Americans speaking foreign languages at home:

English only: 216 million
Spanish: 32 million
Other languages: 18 million

What They Mean:

Is the United States a monoglot society unable to talk to its neighbors in their 6,912 languages, tongues, and dialects? Or a fractured nation speaking a Babel of 162 languages (by the Summer Institute of Linguistics' count; or even, according to the American Federation of Teachers, 460 languages)? Conservative immigration alarmists talk up the second threat; the American Council on the Teaching of Foreign Languages worries about the first:

"While other nations around the world are producing a citizenry that can communicate with others in their languages, the United States remains largely monolingual in its approach to education, as well as to business, national security and international relations."

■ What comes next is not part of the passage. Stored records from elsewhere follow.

PR #4918, opened 2021-06-28
Fixed foregroundOnAccent recipe to work in all states

bheston:
# Pull Request

## 📖 Description

The issue was that there was a previous relationship between accentFill and foregroundOnAccent that tried to maintain the same foreground color regardless of fill. This was always problematic with the fill offset deltas as it was possible to specify deltas so far apart that no single foreground color could meet contrast. Going forward I think we want a more layered approach, where the fill color is based on that component's container color, and the foreground color is based on that fill color. For example, it's possible for the foreground to flip between black and white given a large fill delta.

The underlying issue here is that setting the `background-color` in styles does not adjust the context for all other color recipes as is necessary for proper dependent colors. That is, both recipes will be evaluated based on the containing elements fillColor. So the foregroundOnAccent tokens added in this PR assume that the fill under them is the matching accentFill, which is passes appropriate to the state of each foreground recipe. Ideally the recipes all function independently, but that requires the fillColor context to be updated at the component level rather than set in css. This is what we do in `Card` and we know we need to do it everywhere. We need to evaluate if there are performance or other optimization considerations before applying that globally though.

### General

### Component-specific


ben-girardet:
I've tested your PR and the accent foreground on rest is fixed 👍 

Following up on your comment above, I've tested to set a very large delta for the Hover Fill in order to have a light hover fill and dark rest fill. In this scenario the foreground stays the same for both states, meaning that one state is not correctly contrasted. For most cases this should work as its pretty uncommon to have such big deltas. However I wonder if this could be better handled by combining the fill / foreground recipes.

In other word, instead of having two algorithm (`accentFillAlgorithm` and `foregroundOnAccentAlgorithm`), it might be an idea to have one `accentAlgorithm` returning both `accentFillRecipe` and `accentForegroundRecipe`. 

This would allow the algorithm to compute the foreground against each respective fills.

_This suggestion is based on my little knowledge of the overall color / token design. It might not make sense... but maybe it does_

nicholasrice (approved):

bheston:
> I've tested to set a very large delta for the Hover Fill in order to have a light hover fill and dark rest fill. In this scenario the foreground stays the same for both states

Strange, that's exactly what I tested with. I used our default pink and a light yellow to test both directions. I didn't notice a case where it wasn't flipping. Just to be sure, what accent color and delta value did you use to test? I'll check again.

> However I wonder if this could be better handled by combining the fill / foreground recipes.

The recipes are currently designed to be as independent as possible. There are some interdependencies in the current visual design, but I think many of those will be going away with an upcoming visual refresh.

The further idea with the recipes would support something like you're describing, though each attribute still needs to be rendered as its own css variable. For instance, we're looking at how the recipes evolve into "modules" that can apply whatever styling is necessary to define the visual element. A concrete example might be something like a focus treatment that adds a border and a box-shadow. Ideally the recipe and token infrastructure becomes inverted in this model, where a single recipe can expose multiple tokens with some sort of wrapper used to apply them consistently in styles. Line height and font size are another paired example that might apply to this design.

ben-girardet:
I'll get back to you in an hour or so with accent and delta values for testing.

Regarding recipes and tokens, I agree that there is a need for a mechanism to set multiple token values at once. From my experience extending FAST and using it in different projects, I regularly need to change the overall accent recipes. If would help to have some sort of "entry point" in order to extend a whole group of tokens such as all neutrals or all accents (as they are strongly coupled anyway).

I also love the idea of being able to add recipes for focus and such. Maybe even usable for things like ripple effects...

ben-girardet:
> Strange, that's exactly what I tested with. I used our default pink and a light yellow to test both directions. I didn't notice a case where it wasn't flipping. Just to be sure, what accent color and delta value did you use to test? I'll check again.

@bheston 

Fill color: #FFF8F0
Accent color: #510638
Base Layer Luminance: 1
Accent Fill Hover Delta: 70 (I know it's silly, testing edge case)

Result: 
button-hover

bheston:
@ben-girardet I added this code to try your values (I'm testing on the Button page in Storybook)

```
    const fill = parseColorHexRGB("#FFF8F0")!;
    const fillSwatch = SwatchRGB.create(fill.r, fill.g, fill.b);
    fillColor.setValueFor(document.body, fillSwatch);
    baseLayerLuminance.setValueFor(document.body, 1);
    const base = parseColorHexRGB("#510638")!;
    const swatch = SwatchRGB.create(base.r, base.g, base.b);
    accentPalette.setValueFor(document.body, PaletteRGB.create(swatch));
    accentFillHoverDelta.setValueFor(document.body, 70);
```

And got this result:

image

The base layer luminance shouldn't affect this, but I do see that your container is neutral and mine is the FFF8F0 you mentioned. Is it possible to make a repro I can copy into Storybook?

ben-girardet:
I have inconsistent results and can't give you a good repro. At the moment the `var(--foreground-on-accent-rest)` _is not defined_ and I don't know why. It might be due to the way I test this PR (I built it locally and copy/paste the `dist` in the `node_modules` of a project. Might not be the best way.

I suggest to go ahead with this PR and I'll run some more tests once its part of the package. If I discover anything wrong I'll report it.

ben-girardet:
PS: I like the fact the `document.body` is the root of Design Token. In my project I'm still using a `fast-design-system-provider` but if I can remove it => it'll be a great benefit 👍

EisenbergEffect (approved):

In fact, there may be a guarded case for language-optimism. On one hand, the vast majority of Americans speak English well, and relatively few second-generation immigrants have major language troubles. On the other, more American students are studying other languages. As of 2004, 85 percent of America's 17 million high school students were graduating with two or more years of foreign language instruction and a third had three or more years. Both figures are records. To keep up with the demand, between 1994 and 2004, the number of high-school foreign-language teachers rose from 124,000 to 162,000. And American colleges, meanwhile, graduated 19,410 language majors in 2006, nearly 50 percent above the 13,775 language BA's awarded in 1997.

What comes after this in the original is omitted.